Dopo la distruzione del Tempio non è stato più possibile, per gli ebrei, mangiare l’agnello nel giorno di Pasqua.
Le schiacciate di pane azzimo si chiamano mazoth, si impilano a gruppi di tre, una sull’altra. La prima mazah ha un intacco sulla sommità, la seconda ne ha due, la terza tre. La seconda mazah si chiama Afikomen, ossia agnello. È questa la mazah che sostituisce simbolicamente l’agnello immolato nel Tempio.
Colui che presiede il rituale (seder), il capofamiglia, prende l’Afikomen e lo mette tra la tovaglia e la sopra tovaglia, fino al termine della cena.

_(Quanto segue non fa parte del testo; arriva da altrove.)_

PR #1065, opened 2018-10-26
Issue-881 : Added support for onFocus and onBlur for BooleanField

kunal28889:

onFocus and onBlur callbacks are not currently supported for Checkboxes i.e BooleanFields. Added the code for passing on these callbacks as part of the props variable.

https://github.com/mozilla-services/react-jsonschema-form/issues/881

### Checklist

* [ ] **I'm updating documentation** (Not Needed, since onFocus is mentioned as already supported in the docs)

### DIFF
--- a/src/components/fields/BooleanField.js
+++ b/src/components/fields/BooleanField.js
@@ -60,6 +60,8 @@ if (process.env.NODE_ENV !== "production") {
     uiSchema: PropTypes.object,
     idSchema: PropTypes.object,
     onChange: PropTypes.func.isRequired,
+    onFocus: PropTypes.func,
+    onBlur: PropTypes.func,
     formData: PropTypes.bool,
     required: PropTypes.bool,
     disabled: PropTypes.bool,
--- a/src/components/fields/BooleanField.js
+++ b/src/components/fields/BooleanField.js
@@ -21,6 +21,8 @@ function BooleanField(props) {
     readonly,
     autofocus,
     onChange,
+    onFocus,
+    onBlur,
     rawErrors,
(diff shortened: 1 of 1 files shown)


src/components/fields/BooleanField.js
```diff
@@ -56,6 +60,8 @@ if (process.env.NODE_ENV !== "production") {
     uiSchema: PropTypes.object,
     idSchema: PropTypes.object,
     onChange: PropTypes.func.isRequired,
+    onFocus: PropTypes.func.isRequired,
+    onBlur: PropTypes.func.isRequired,
```
glasserc: Are these really required?

kunal28889: Agreed. Will back these out... I'd put them in there to keep the code similar to onChange event...

glasserc:
Shouldn't they remain in PropTypes but without `.required`?

kunal28889:
> Shouldn't they remain in PropTypes but without `.required`?

I'd thought since it's not necessary to keep it in there, I went ahead and removed it. But I agree, for the sake of conforming to React coding guidelines, we should keep it. Going to make the change now. Thanks for the inputs!

glasserc:
Fantastic, thanks!

kunal28889:
Thank you!

kunal28889:
@glasserc We're trying to pull v1.0.5, but this commit doesn't seem to be checked in for that version. Could you help out with when these changes would be visible ?

kunal28889:
Awesome! Appreciate the help!

PR #1066, opened 2018-10-26
Fix for new submit() method (PR #1058) also submitting the HTML form

sbusch:
Mew submit() method from PR #1058 also submitting the HTML form, which leads to navigating away from current page, at least in Firefox.

Reason: dispatched event was not cancelable, so preventDefault in onSubmit
couldn't cancel it.

Further information:

* <https://stackoverflow.com/a/40916998>
* <https://developer.mozilla.org/en-US/docs/Web/API/Event/cancelable>

### Checklist

  - ~[ ] I've added and/or updated tests~ (just fixing PR #1058 which didnt add new test)
  - ~[ ] I've updated docs if needed~ n/a

### DIFF
--- a/src/components/Form.js
+++ b/src/components/Form.js
@@ -189,7 +189,7 @@ export default class Form extends Component {
 
   submit() {
     if (this.formElement) {
-      this.formElement.dispatchEvent(new Event("submit"));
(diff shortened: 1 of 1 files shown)


glasserc:
Thanks! I wonder if there's a better way to implement `submit()`..

PR #1068, opened 2018-10-26
Synchronous call to onSubmit() from props

sbusch:

Due to the use of `setImmediate()` hack in `setState` utility function from `utils.js`,
the `onSubmit()` handler from props is called asynchronously.

This leads to problems for submit handlers requiring browser "trusted events", like `window.open()` or
when programmatically submitting forms with target `_blank`.

Because `onSubmit()` should not need the performance-related `setImmiate()` hack, I
replaced call to `setState` utility function with proper `this.setState()` from
React, which fixed the problem.

### Checklist

  - [ ] I've added and/or updated tests: couldnt figure out how to properly test this.

### DIFF
--- a/src/components/Form.js
+++ b/src/components/Form.js
@@ -165,7 +165,7 @@ export default class Form extends Component {
       }
     }
 
-    setState(this, { errors: [], errorSchema: {} }, () => {
+    this.setState({ errors: [], errorSchema: {} }, () => {
       if (this.props.onSubmit) {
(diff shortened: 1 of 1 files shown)


sbusch:
@althalus86

Do you have a reproducible full example?

Did you install via "npm install react-jsonschema-form"?

Is node_modules/react-jsonschema-form a regular directory or a symlink? 

Which react, react-dom and typescript version are you using? (npm ls output for each of them)

PR #1071, opened 2018-10-30
Add `prepare` script to package.json

leoc:
That way we can install from github master branch if a feature has not yet been released.

```
npm install --save mozilla-services/react-jsonschema-form
```

I want to use some features that are not yet available/released (submitting form programmatically).

### Checklist

It does not match that well with the checklist.


glasserc:
This is cool. Does this mean we no longer need to run `npm run dist` before publishing releases? If so, can we update the docs?

leoc:
I think you could, but that would mean that each user of the lib builds the dist themself from the same source. From my point of view, it still makes sense to build all distribution files once per release and serve them as part of the npm package, no?

glasserc:
Great, thanks for explaining that!

PR #1088, opened 2018-11-28
Pass disabled and readonly to object field template

olzraiti:

The template might want to render something if the object is `readonly` or `disabled`.

### Checklist


glasserc:
Thanks!

PR #1089, opened 2018-11-29
Fix infinite loop when setting formData to falsey value in onChange handler

### LINKED ISSUE #1086: Not able to control the`formData` in redux state
### Description

We get a formData object from the server that we allow the user to edit and we are using lodash `._set`-object to update parts of that formData depending on what part of the formData the user updates.

### Steps to Reproduce

We are trying to control the state of formData in redux state. We try to use `componentWillReceiveProps`, but can't get the updated state back as a props. We put our action in onChange function and it changes the state correctly when we type in text. But when we finish typing it return back to empty string value as it can't get updated state to the component as a props, and then the onChange function triggers the action once again because value of the input is empty.

We are trying to get the current value locally by setting the state inside the component but getting this error;

```Uncaught Error: Maximum update depth exceeded. This can happen when a component repeatedly calls setState inside componentWillUpdate or componentDidUpdate. React limits the number of nested updates to prevent infinite loops```

This is our function;

    onChange = ({ formData }) => {
    const { path, editKeyword } = this.props;
    const inputValue =formDataData[editKeyword];

    let prevformData = this.props.formData;

    // update the object using
    const updatedFormData = _.set(prevFormData, path, inputValue);
    
    // action
    this.props.setCurrentFormData(updatedformData);};

We also tried the following with no luck;

    onChange = ({ formData }) => {
    const { path, editKeyword } = this.props;
    const inputValue = formData[editKeyword];
    console.log("input value ", inputValue);

    let prevFormData = this.props.formData;

    const updatedFormData = _.set(prevformData, path, inputValue);

    // when we try to update local state
    this.setState({ FormData: updatedformData})

  };

Anyone encountered anything similar? We can't directly use the formData from the form-input  because we are merging values from server and the user input.

LucianBuzzo:
Fixes #1086

Change-type: patch

This fixes a bug where the `<Form>` component would go into an infinite loop if the `onChange` handler set `formData` to a falsey value. See #1086 for more details.

### Checklist

### DIFF
--- a/src/components/Form.js
+++ b/src/components/Form.js
@@ -38,13 +38,14 @@ export default class Form extends Component {
 
   componentWillReceiveProps(nextProps) {
     const nextState = this.getStateFromProps(nextProps);
-    this.setState(nextState);
     if (
       !deepEquals(nextState.formData, nextProps.formData) &&
+      !deepEquals(nextState.formData, this.state.formData) &&
       this.props.onChange
     ) {
       this.props.onChange(nextState);
     }
+    this.setState(nextState);
   }
 
   getStateFromProps(props) {
--- a/test/Form_test.js
+++ b/test/Form_test.js
@@ -5,7 +5,11 @@ import { renderIntoDocument, Simulate } from "react-addons-test-utils";
 import { findDOMNode } from "react-dom";
 
 import Form from "../src";
-import { createFormComponent, createSandbox } from "./test_utils";
+import {
+  createComponent,
+  createFormComponent,
+  createSandbox,
+} from "./test_utils";
 
 describe("Form", () => {
   let sandbox;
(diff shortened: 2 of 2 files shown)


LucianBuzzo:
@glasserc Any chance of reviewing this PR?

LucianBuzzo:
@JamieDixon Not to my knowledge. The last published version was 2 months ago. Perhaps @edi9999 Can increment a patch version and publish the package?

LucianBuzzo:
@JamieDixon If you take a look at my repsonse here https://github.com/mozilla-services/react-jsonschema-form/issues/1086#issuecomment-442739138 you might be able to tweak your code to avoid this issue.

JamieDixon:
@LucianBuzzo Thanks. For now I've forked and published a scoped package under 1.0.7.

RE your comment, it seems it's not always `falsey` values that cause the issue. See here a modified version of your minimum case where I set the formData to be an object with a single key-value pair: https://codesandbox.io/s/xvwyylz17o This example also has the issue described.

I can happily confirm that your fix does solve my issue though so this is great news and I'm very grateful.

edi9999:
I don't have access to the npm package but I would happily publish if I had the rights to do so. My npm username is edi9999

LucianBuzzo:
@JamieDixon v1.0.7 has been released and includes this fix

JamieDixon:
@LucianBuzzo Thank you! 🚀 🙂

Issue #1099, opened 2018-12-06
multiple bugs with additionalProperties component


aerfio:
### Prerequisites

- [x] I have read the [documentation](https://github.com/mozilla-services/react-jsonschema-form/blob/master/README.md#readme);
- [x] In the case of a bug report, I understand that providing a [SSCCE](http://sscce.org/) example is tremendously useful to the maintainers.

### Description

- There is no option to remove key-value pair once it's added
- Key changes name when doubleclicked
- Key-value pair also sometimes change position, when you add more pairs, change their keys and doubleclick again

### Steps to Reproduce

1. Loot at provided jsfiddle
2. Doubleclick "newKey Key"
3. It changes name to "newKey-1 Key"
4. Doubleclick again
5. "newKey-1-1 Key"
6. add one more pair
7. click key again
8. they should change their order

https://jsfiddle.net/aerfio/mynuxdc4/

#### Expected behavior

I expect to have option to remove once added key-value pair and to preserve order of those pairs.

#### Actual behavior

No "remove/delete/X" button, ordering is not preserved 

### Version

1.0.6

Related: #228

aerfio:
@christianclent, can you have a look at this? Are working on this, can we help somehow?

domharrington:
Also when your cursor is inside the "key" input, pressing tab has the same effect of renaming to append `-1` to the name.

domharrington:
It would also be great to get an additional class name here so this can be styled:
https://github.com/mozilla-services/react-jsonschema-form/blob/0ac0da7eb3fb99bb76017572dd10ef7a11ffadcd/src/components/fields/SchemaField.js#L133-L134

loganvolkers:
Wow, so many bugs with additional properties. 

This should have been released on an alpha branch, as it's clearly early functionality that create backwards incompatible renderings of forms and functionality.

glasserc:
#1123 is listed as fixing all these issues. Please try it and let me know.

`additionalProperties` was marked as "preliminary" in #1021 and I didn't expect it to be perfect, but as forms don't get the functionality unless they include an `additionalProperties` field, it seemed like it was opt-in and not a problem to just release. Sorry if the preliminary nature of the feature wasn't communicated clearly. However, I don't think "releasing it on an alpha branch" would have helped since my impression is that people only want to use rjsf via the latest npm release.

PR #1101, opened 2018-12-07
Key-value pair in additional properties retains order when edited

aerfio:

When you change key it shows on the bottom of the list, instead of keeping its place, keeping the order of key-value pairs.

### Checklist

Solves two things of #1099

### DIFF
--- a/src/components/fields/ObjectField.js
+++ b/src/components/fields/ObjectField.js
@@ -106,11 +106,14 @@ class ObjectField extends Component {
     return (value, errorSchema) => {
       value = this.getAvailableKey(value, this.props.formData);
       const newFormData = { ...this.props.formData };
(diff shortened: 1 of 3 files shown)


aerfio:
Hey guys, any comment on this?

edi9999:
Can you add a test case in the same form as https://github.com/mozilla-services/react-jsonschema-form/blob/master/test/ObjectField_test.js#L582 that fails before your patch, and succeeds afterwards ?

aerfio:
@edi9999 Done

edi9999:
Great , merging !

aerfio:
@edi9999 When do you guys plan to realease 1.0.7? Do you have it scheduled? :d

Il seder prevede diverse benedizioni, durante il pasto, le ultime due sono sul calice di vino e sul pane, precisamente sull’Afikomen. Il presidente ringrazia Dio per il dono del pane e del vino e per tutte le grazie ricevute dal popolo e offre l’agnello così rappresentato in espiazione dei peccati.
Gesù presiede questa cena, le sue parole, i suoi discorsi ci sono tramandati dai Vangeli, ma il gesto più significativo, il vero discrimine tra Antico e Nuovo Gesù la compie al momento di queste benedizioni. L’Afikomen, che rappresenta l’agnello, viene spezzata e distribuita solo ai commensali appartenenti al popolo ebreo, non è un semplice pezzo di pane azzimo, ancora oggi, costituisce per gli ebrei l’appartenenza all’Alleanza con il Signore.
Gesù dà a questo gesto un significato assolutamente nuovo: “Prendete e mangiatene tutti, questo è il mio Corpo” “Prendete e bevetene tutti questo è il mio sangue versato per voi e per tutti in remissione dei peccati”. (Mt 26,23 e segg.)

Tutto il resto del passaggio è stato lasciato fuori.